2014-07-26 Padjelantaleden, Sweden 5163
Fjäll landscape in Padjelanta, Swedish Lapland
Børvasstindene
Børvasstindene in Norway, near Bodø

Etymology

The English word fell comes from Old Norse fell and fjall (both forms existed).[1] It is cognate with Danish fjeld, Faroese fjall and fjøll, Icelandic fjall and fell, Norwegian fjell with dialects fjøll, fjødd, fjedd, fjedl, fjill, fil(l) and fel,[2] and Swedish fjäll, all referring to mountains rising above the alpine tree line.[3]

British Isles

Scafell massif enclosures
View of the Scafell massif from Yewbarrow, Wasdale, Cumbria. In the valley are older enclosures and higher up on the fell-side are the parliamentary enclosures following straight lines regardless of terrain.

In Northern England, especially in the Lake District and in the Pennine Dales, the word "fell" originally referred to an area of uncultivated high ground used as common grazing usually on common land and above the timberline. Today, generally, "fell" refers to the mountains and hills of the Lake District and the Pennine Dales.

Names that originally referred to grazing areas have been applied to these hilltops. This is the case with Seathwaite Fell, for example, which would be the common grazing land used by the farmers of Seathwaite.
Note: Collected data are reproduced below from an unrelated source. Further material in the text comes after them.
PR #584, opened 2026-08-19
Limit thread usage by embedding model

Jany26:
`threads` controls the relevant `{intra,inter}_op_num_threads` config
https://onnxruntime.ai/docs/performance/tune-performance/threading.html
https://github.com/qdrant/fastembed/blob/main/fastembed/common/onnx_model.py#L106-L108

With this change, there will be no way to get the default (None) behavior which starts onnx runtime on all available CPU cores (if no GPU can be found).

## Summary by CodeRabbit

* **New Features**
  * Added a configurable setting for controlling the number of threads used by the embedding model.
  * The setting defaults to 4 threads and accepts only positive whole numbers.

* **Improvements**
  * Embedding model processing now consistently honors the configured thread count, helping administrators tune resource usage and performance.
  * Configuration documentation now explains thread usage and model loading behavior.

### DIFF
--- a/logdetective/server/user_contributions_update.py
+++ b/logdetective/server/user_contributions_update.py
@@ -74,6 +74,7 @@ DOWNLOAD_URL = "https://logdetective.com/download"
 MAX_ARCHIVE_AGE_DAYS = 90
 LOG_DIR = os.getenv("LOG_DIR", "/var/log/logdetective")
 LOG_FILE = os.path.join(LOG_DIR, "user_contributions_update.log")
+THREAD_COUNT = int(os.getenv("USER_CONTRIBUTION_UPDATE_THREADS", "4"))
 
 
 # pylint: disable=too-many-locals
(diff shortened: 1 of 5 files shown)


logdetective/server/user_contributions_update.py
```diff
@@ -74,6 +74,7 @@
 MAX_ARCHIVE_AGE_DAYS = 90
 LOG_DIR = os.getenv("LOG_DIR", "/var/log/logdetective")
 LOG_FILE = os.path.join(LOG_DIR, "user_contributions_update.log")
+THREAD_COUNT = 4
```
jpodivin: Please use an env var, so we can parametrize this.

Jany26:
@coderabbitai review

jpodivin (changes requested):

logdetective/server/user_contributions_update.py
Jany26: added `USER_CONTRIBUTION_UPDATE_THREADS` passed via compose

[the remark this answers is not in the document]
Jany26: handled separately via environment variable

jpodivin (approved):

PR #585, opened 2026-08-19
Escape inputs in HTML Jinja templates

Jany26:
Regarding HTML injection into LLM outputs for gitlab jobs. Feels like it's actually impossible to happen, but we can cross out another item from THREAT_MODELS.

EDIT: Adding pre and post fix files (one with valid fields, one with attempts to inject stuff) - that's the `gitlab_full_comment.md.j2` template
- [old-render-okay.html](https://github.com/user-attachments/files/31258513/old-render-okay.html)
- [old-render-error.html](https://github.com/user-attachments/files/31258510/old-render-error.html)
- [render-okay.html](https://github.com/user-attachments/files/31258516/render-okay.html)
- [render-error.html](https://github.com/user-attachments/files/31258514/render-error.html)

## Summary by CodeRabbit

* **Security**
  * Added HTML escaping to generated GitLab comments and responses.
  * Escaped project details, explanations, package names, log and artifact links, and snippet content before display.
  * Updated the threat model to reflect the improved handling of rendered content.


jpodivin (approved):
Have you tested rendering of templates?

The fellgate marks the road from a settlement onto the fell (see photograph for example), as is the case with the Seathwaite Fell. In other cases the reverse is true; for instance, the name of Wetherlam, in the Coniston Fells, though understood to refer to the mountain as a whole, strictly speaking refers to the summit; the slopes have names such as Tilberthwaite High Fell, Low Fell and Above Beck Fells.

Fellgate
Fell Lane, near Ingleton towards the fellgate and Ingleborough, North Yorkshire, England

The word "fell" is also used in the names of various breeds of livestock, bred for life on the uplands, such as Rough Fell sheep, Fell Terriers and Fell ponies.

It is also found in many place names across the North of England, often attached to the name of a community; thus the township of Cartmel Fell.
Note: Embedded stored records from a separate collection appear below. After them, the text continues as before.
PR #588, opened 2026-08-24
Chunk-processing of files from gitlab archives

Jany26:
Added a chunked processing of all accessed files with enforced limit + a small refactor.
Since there is a hard-cap on each archive member, the ratio check can be completely dismissed.

The threat is mitigated only partially, full mitigation assumes a scenario where zip bomb would be the smallest concern.

## Summary by CodeRabbit

- **Bug Fixes**
  - Improved GitLab build-log processing to safely handle compressed artifacts.
  - Oversized decompressed logs are now rejected, even when the compressed download itself is within limits.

In northern England, there is a Lord of the Fells – this ancient aristocratic title being associated with the Lords of Bowland.

Groups of cairns are a common feature on many fells, often marking the summit – there are fine examples on Wild Boar Fell in Mallerstang Dale, Cumbria, and on Nine Standards Rigg just outside Kirkby Stephen, Cumbria.

As the most mountainous region of England, the Lake District is the area most closely associated with the sport of fell running, which takes its name from the fells of the district. "Fellwalking" is also the term used locally for the activity known in the rest of Great Britain as hillwalking.

The word "fell" also enjoys limited use in Scotland, with for example the Campsie Fells in Central Scotland, to the North East of Glasgow. One of the most famous examples of the use of the word "fell" in Scotland is Goat Fell, the highest point on the Isle of Arran. Criffel and the nearby Long Fell in Galloway may be seen from the northern Lake District of England. Peel Fell in the Kielder Forest is situated on the border between the Scottish Borders to the North and the English county of Northumberland to the South.

Fennoscandia

In Norway, fjell, in common usage, is generally interpreted as simply a summit of greater altitude than a hill, which leads to a great deal of local variation in what is defined as a 'fjell'. Professor of geography at the University of Bergen, Anders Lundeberg, has summed up the problem by stating that "There simply is no fixed and unambiguous definition of 'fjell'."[4] Ivar Aasen defined fjell as a "tall berg", primarily referring to a berg that reaches an altitude where trees don't grow, lower berg are referred to as "berg", "ås" (hill, ridge) or "hei" (moor, heathland). The fixed expression til fjells refers to mountains (or uplands) as a collective rather than a specific location or specific summit. According to Ivar Aasen berg refers to cliffs, bedrock and notable elevations of the surface underpinned by bedrock; berg also refers to the substance of bedrock.[5] For all practical purposes, 'fjell' can be translated as 'mountain' and the Norwegian language has no other commonly used word for mountain.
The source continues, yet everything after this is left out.